Genomic Mosaicism Formed by Somatic Variation in the Aging and Diseased Brain

Abstract

Over the past 20 years, analyses of single brain cell genomes have revealed that the brain is composed of cells with myriad distinct genomes: the brain is a genomic mosaic, generated by a host of DNA sequence-altering processes that occur somatically and do not affect the germline. As such, these sequence changes are not heritable. Some processes appear to occur during neurogenesis, when cells are mitotic, whereas others may also function in post-mitotic cells. Here, we review multiple forms of DNA sequence alterations that have now been documented: aneuploidies and aneusomies, smaller copy number variations (CNVs), somatic repeat expansions, retrotransposons, genomic cDNAs (gencDNAs) associated with somatic gene recombination (SGR), and single nucleotide variations (SNVs). A catch-all term of DNA content variation (DCV) has also been used to describe the overall phenomenon, which can include multiple forms within a single cell's genome. A requisite step in the analyses of genomic mosaicism is ongoing technology development, which is also discussed. Genomic mosaicism alters one of the most stable biological molecules, DNA, which may have many repercussions, ranging from normal functions including effects of aging, to creating dysfunction that occurs in neurodegenerative and other brain diseases, most of which show sporadic presentation, unlinked to causal, heritable genes.

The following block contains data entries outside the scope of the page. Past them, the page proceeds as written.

PR #193, opened 2026-07-10
test: restore localStorage in Node 26

saamuelng601-pixel:
## Summary
- restore jsdom localStorage in the Vitest setup when Node 26 exposes a disabled global accessor
- add a regression test that verifies the test global uses jsdom storage

## Validation
- `pnpm typecheck`
- `pnpm test`: 1,337 tests pass; this removes the localStorage cascade. The remaining 7 failed suites are the pre-existing `react-i18next` incomplete-mock issue, intentionally out of scope for this focused test-harness fix.

### DIFF
--- a/src/test/setup.test.ts
+++ b/src/test/setup.test.ts
@@ -1,0 +1,11 @@
+import { describe, expect, it } from "vitest";
+
+describe("test setup", () => {
+  it("exposes jsdom localStorage on the test global", () => {
+    const testDom = (globalThis as typeof globalThis & {
+      jsdom: { window: Window };
+    }).jsdom;
+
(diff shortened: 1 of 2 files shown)


mukiwu:
Verified twice against real Node 26 (v26.5.0) before merging:

- Reproduced the failure on master: the disabled `localStorage` accessor Node 26 exposes makes 7 of 12 `uiStore` tests fail, exactly as described.
- This branch merged with today's master: full suite green on Node 22 (1521/1521, including the new regression test) and the localStorage-dependent suites green on Node 26 (39/39), while master alone still fails under Node 26.

The repo pins Node 22 in CI, so this only bites contributors on newer Node — but Node 26 is current and this is a clean, test-harness-only fix. Thanks for the contribution!

PR #222, opened 2026-07-16
feat(worktrees): add the manager modal and its status-bar badge

mukiwu:
Third slice of Parallel Worktrees, on top of #220 (Rust commands) and #221 (stores). This is the first part you can actually see.

## What lands

- **Status-bar badge** — counts every worktree across every repo known to have one; hidden at zero, like Ports. Clicking opens the manager on everything.
- **Manager modal** — one surface, two scopes. The entry point picks which, so nobody lands in the wrong one: the badge means "everything I have lying around", a terminal (later slice) means "the repo I am working in".
- **Rows** — branch, path, uncommitted count, locked / stale, and a dot for whichever agent is busy in that directory.

## Why the badge is ambient

Creating a worktree will be one click, and each one carries its own `node_modules`. Without a number sitting in view they accumulate invisibly until the disk is full. The badge reads cached per-repo counts from the registry and never scans to render.

## The discovery loop this had to break

The badge reads the registry; the registry was only filled by `refresh()`; `refresh()` was only called by the modal; the modal was only reachable from the badge — which hides while the registry is empty. A feature that could never appear.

Keywords: Alzheimer’s disease; Parkinson’s disease; amyotrophic lateral sclerosis; aneuploidy; copy number variation; repeat expansion; retrotransposons; single-nucleotide variation; somatic gene recombination; somatic variation.

Figure 1

Neural somatic DNA content variation (DCV) encompasses many forms and sizes of somatic changes. Aneuploidies/aneusomies and copy number variations (CNVs) typically reflect large genomic gains/losses that may affect many hundreds of genes. Retrotransposons and somatic gene recombination are reverse transcriptase-mediated insertions of nucleic acids into the genome. Repeat expansions reflect increases in length of instable, small repeating sequences. Single nucleotide variations (SNVs) are the smallest, but most frequent, DNA changes. They encompass changes from one base to another or insertions/deletions of a single base. Together, these somatic changes create genomic mosaicism throughout the human brain.

Figure 2

Clonal versus private somatic mutations in the human brain. (A) Somatic mutations that occur at different timepoints within embryogenesis or neurogenesis will result in clonal mutations shared by the brain and other body tissues or between brain cells of a single lineage. Clonal somatic aneuploidies, copy number variations (CNVs), and single-nucleotide variations (SNVs) have been described between the brain and peripheral lymphocytes (occurring early in embryogenesis), between the brain and other ectodermal-derived tissues (occurring after trilaminar disc formation), and between separate brain regions (occurring during neurogenesis). (B) Private or unique somatic mutations are unique to a single neural cell and accumulate throughout one’s lifespan. These somatic events may be independent of replication, as evidenced by their presence in post-mitotic cells. Aneuploidies, CNVs, retrotransposon insertions, repeat expansions, somatic gene recombination (SGR), and SNVs have all been described as occurring in post-mitotic neurons.